• _Stored data entries_:

§ §

PR #20885, opened 2024-02-22
os: don't check rdev equality on FreeBSD

kimshrier:
On FreeBSD, the stat.rdev value of a regular file and its parent directory are not necessarily the same.

### DIFF
--- a/vlib/os/os_stat_test.v
+++ b/vlib/os/os_stat_test.v
@@ -56,8 +56,10 @@ fn test_stat() {
 	assert dstat.get_filetype() == .directory
 	assert fstat.dev == dstat.dev, 'File and directory should be created on same device'
 	$if !freebsd {
+		assert fstat.rdev == dstat.rdev, 'File and directory should have same device ID'
+	} $else {
 		// On FreeBSD, the rdev values are not necessarily the same for non-devices
 		// such as regular files and directories.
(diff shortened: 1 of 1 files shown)


vlib/os/os_stat_test.v
```diff
@@ -55,5 +55,9 @@ fn test_stat() {
 	dstat := os.stat(temp_dir)!
 	assert dstat.get_filetype() == .directory
 	assert fstat.dev == dstat.dev, 'File and directory should be created on same device'
-	assert fstat.rdev == dstat.rdev, 'File and directory should have same device ID'
+	$if !freebsd {
+		// On FreeBSD, the rdev values are not necessarily the same for non-devices
+		// such as regular files and directories.
+		assert fstat.rdev == dstat.rdev, 'File and directory should have same device ID'
```
spytheman, line 61: Is there an example, that will reliably fail this assertion, given that both `temp_dir` and `test_file` are created on the fly for the test?

kimshrier: These values always look different on the test runs I have done.  In particular, the minor device number encoded into rdev always looks different.  Sometimes, the major device number encoded into rdev is the same.  The net effect is that rdev is not the same for the test file and directory.

spytheman: thanks

spytheman (approved):

PR #20886, opened 2024-02-22
ui: handle dpi change when moving window to another monitor

jkvatne:
Update the dpi scaling in ctx and ctx.ft when a window is dragged to a monitor with a different dpi scaling.

### DIFF
--- a/vlib/gg/gg.c.v
+++ b/vlib/gg/gg.c.v
@@ -407,10 +407,7 @@ fn gg_event_fn(ce voidptr, user_data voidptr) {
 		}
 		.resized {
 			ctx.scale = dpi_scale()
-			mut ft_scale := &ctx.ft.scale
-			unsafe {
-				*ft_scale = ctx.scale
-			}
+			ctx.ft.scale = ctx.scale
 			if ctx.config.resized_fn != unsafe { nil } {
 				ctx.config.resized_fn(e, ctx.config.user_data)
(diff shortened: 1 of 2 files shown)


vlib/gg/gg.c.v
```diff
@@ -406,6 +406,11 @@ fn gg_event_fn(ce voidptr, user_data voidptr) {
 			}
 		}
 		.resized {
+			ctx.scale = dpi_scale()
+			mut ft_scale := &ctx.ft.scale
+			unsafe {
+				*ft_scale = ctx.scale
+			}
```
spytheman, line 413: why not just `ctx.ft.scale = ctx.scale` ?

jkvatne: Because the compiler will not accept it:
`C:/Doc/v/vlib/gg/gg.c.v:419:11: error: field scale of struct &gg.FT is immutable`
And without the unsafe block:
`:/Doc/v/vlib/gg/gg.c.v:416:14: error: modifying variables via dereferencing can only be done in unsafe blocks`

But it is perhaps better to change the declaration of FT and use:
```
pub mut:
	scale       f32 = 1.0
```

spytheman: I think that changing the declaration is better. I see no reason for it, to not be mutable, and then changed in unsafe blocks.

Issue #20890, opened 2024-02-22
[x.json2] Add skippable struct fields @[json: '-']


johnpgr:
### Describe the feature

The main `json` module has a skippable struct fields feature, so fields on the struct don't get encoded / decoded

```v
struct Foo {
    x int @[json: '-'] // This field doesn't get encoded/decoded
    y int
    z int    
}
```

### Use Case

I wanted a way to encode a struct that didn't envolve mapping it to another struct, because only one field had to be hidden from json.
I could've used the main `json` module, but the way it encodes `time.Time` as a number doesn't work for me

### Proposed Solution

Implement the `@[json: '-']` attribute to skip struct fields

### Acknowledgements

- [X] I may be able to implement this feature request
- [ ] This feature might incur a breaking change

### Version used

V 0.4.4 c9933da.10c2f9e

### Environment details (OS name and version, etc.)

OS: linux, Ubuntu 22.04.3 LTS (WSL 2)
> [!NOTE]
> You can use the 👍 reaction to increase the issue's priority for developers.
>
> Please note that only the 👍 reaction to the issue itself counts as a vote.
> Other reactions and those to comments will not be taken into account.

johnpgr:
I can work on this

PR #20892, opened 2024-02-22
x.json2: add skippable field attr @json: '-'

johnpgr:
Adds the `@json: '-'` Attribute to skip struct fields in the encoding/decoding process of `x.json2` module
This feature already exists in the main `json` module
Adds tests to ensure the fields are correctly skipped from encoding/decoding

Addresses: #20890

### DIFF
--- a/vlib/x/json2/decoder.v
+++ b/vlib/x/json2/decoder.v
@@ -142,113 +142,120 @@ fn decode_struct[T](_ T, res map[string]Any) !T {
 	mut typ := T{}
 	$if T is $struct {
 		$for field in T.fields {
+			mut skip_field := false
 			mut json_name := field.name
+
 			for attr in field.attrs {
 				if attr.contains('json: ') {
 					json_name = attr.replace('json: ', '')
+					if json_name == '-' {
+						skip_field = true
+					}
 					break
 				}
 			}
 
-			$if field.is_enum {
-				if v := res[json_name] {
-					typ.$(field.name) = v.int()
-				} else {
-					$if field.is_option {
-						typ.$(field.name) = none
+			if !skip_field {
+				$if field.is_enum {
+					if v := res[json_name] {
+						typ.$(field.name) = v.int()
+					} else {
+						$if field.is_option {
+							typ.$(field.name) = none
+						}
 					}
-				}
-			} $else $if field.typ is u8 {
-				typ.$(field.name) = res[json_name]!.u64()
-			} $else $if field.typ is u16 {
-				typ.$(field.name) = res[json_name]!.u64()
-			} $else $if field.typ is u32 {
-				typ.$(field.name) = res[json_name]!.u64()
-			} $else $if field.typ is u64 {
-				typ.$(field.name) = res[json_name]!.u64()
-			} $else $if field.typ is int {
-				typ.$(field.name) = res[json_name]!.int()
-			} $else $if field.typ is i8 {
-				typ.$(field.name) = res[json_name]!.int()
-			} $else $if field.typ is i16 {
-				typ.$(field.name) = res[json_name]!.int()
-			} $else $if field.typ is i32 {
-				typ.$(field.name) = i32(res[field.name]!.int())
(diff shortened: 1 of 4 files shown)


JalonSolov:
Personally, I prefer the Go `omitempty`.  `-` doesn't mean anything to me.

Though I suppose they could have different meanings... `omitempty` means `skip if it's empty` where `-` could mean `always skip - period`.

johnpgr:
> Personally, I prefer the Go `omitempty`.  `-` doesn't mean anything to me.
> 
> Though I suppose they could have different meanings... `omitempty` means `skip if it's empty` where `-` could mean `always skip - period`.

`json: '-'` is a feature from golang, and it's already implemented in the main `json` module

enghitalo:
> > Personally, I prefer the Go `omitempty`.  `-` doesn't mean anything to me.
> > 
> > Though I suppose they could have different meanings... `omitempty` means `skip if it's empty` where `-` could mean `always skip - period`.
> 
> `json: '-'` is a feature from golang, and it's already implemented in the main `json` module

It's not because it was used in others it means that is good. The feature is good, basically, it skip fields to be processed by json. I just think you need to change the attribute name, since using the same attribute to rename the field and skip the field, it can be difficult to understand, for code maintenance and is also weird. Probably, change it to `skip_json` or something, should be better

johnpgr:
> > > Personally, I prefer the Go `omitempty`.  `-` doesn't mean anything to me.
> > > 
> > > Though I suppose they could have different meanings... `omitempty` means `skip if it's empty` where `-` could mean `always skip - period`.
> > 
> > `json: '-'` is a feature from golang, and it's already implemented in the main `json` module
> 
> It's not because it was used in others it means that is good. The feature is good, basically, it skip fields to be processed by json. I just think you need to change the attribute name, since using the same attribute to rename the field and skip the field can be difficult to understand, for code maintenance and is also weird. Probably, change it to `skip_json` or something, should be better 

I agree that using the same attribute to do two different things is awkward, but since: 

1. The main `json` module already uses this name to do that

2. There's no conflict in using the `json` name to achieve this because it makes no sense to to remap a struct field to a json field that you'd want to skip encoding/decoding

 I think it's best to use the same name, to have a easier replacement and keep the same behaviour between the two modules.

enghitalo:
@johnpgr IMHO, make sense have differences between json2 and json already json2 is in the experimental stage, this is why it is in x folder for now. It's a great place to try new things to get the best possible version of the library. json2 already have big differences from json all (features done) as an improved version from json.

spytheman:
@johnpgr please run `v fmt -w vlib/x/json2` .

spytheman:
> I think it's best to use the same name, to have a easier replacement and keep the same behaviour between the two modules.

I agree. Unless there is a reason to break compatibility, `json2` should support all field attributes that `json` does. It can support additional ones, but it is good to not make people that are transitioning to it, do busy work.

spytheman:
> It's a great place to try new things to get the best possible version of the library.

Trying new things, should not mean intentionally breaking compatibility, unless there is a good reason for that.

johnpgr:
> @johnpgr please run `v fmt -w vlib/x/json2` .

Done.

enghitalo:
> > It's a great place to try new things to get the best possible version of the library.
> 
> Trying new things, should not mean intentionally breaking compatibility, unless there is a good reason for that.

Well... I think that we should use `@[skip_json]` or something else and use a compiler warning to say that `@[json: '-']` is deprecaded. IMHO

spytheman:
> Well... I think that we should use @[skip_json] or something else and use a compiler warning to say that @[json: '-'] is deprecaded. IMHO

Currently, attributes do not have syntax for declaring them.
Any compiler checks for them, are implemented as special cases in the compiler.

I do not see a reason to expand this PR's scope, to add a compiler change too.
It currently does one thing (improves the compatibility with the older `json` module, and it does it well, as evidenced by the tests => it can be merged.

spytheman (approved):
Excellent work.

§ §

• _WHAT TO WORK ON_: Collect from the data above every line that includes "values".

• _SOLUTION TO THE PROBLEM_:
 		// On FreeBSD, the rdev values are not necessarily the same for non-devices
+		// On FreeBSD, the rdev values are not necessarily the same for non-devices
kimshrier: These values always look different on the test runs I have done.  In particular, the minor device number encoded into rdev always looks different.  Sometimes, the major device number encoded into rdev is the same.  The net effect is that rdev is not the same for the test file and directory.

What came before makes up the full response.